◆ **Supplied records**:

PR #4160, opened 2026-09-15
feat(hooks): six-key provenance stamp in commit-msg + lint consumer

yonatangross:
## Summary
- bin/git-hooks/commit-msg gains Check 3: provenance trailer stamp (Account/Harness/Model/Effort/Seat/Session). In lane context (HQ_* env or a herdr seat) it auto-stamps via git interpret-trailers and refuses only when Harness/Seat/Account cannot resolve; human commits pass unstamped.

◆ **Exercise requirements**: Reproduce the material precisely, including every line.

◆ **Solution for this task**:
PR #4160, opened 2026-09-15
feat(hooks): six-key provenance stamp in commit-msg + lint consumer

yonatangross:
## Summary
- bin/git-hooks/commit-msg gains Check 3: provenance trailer stamp (Account/Harness/Model/Effort/Seat/Session). In lane context (HQ_* env or a herdr seat) it auto-stamps via git interpret-trailers and refuses only when Harness/Seat/Account cannot resolve; human commits pass unstamped.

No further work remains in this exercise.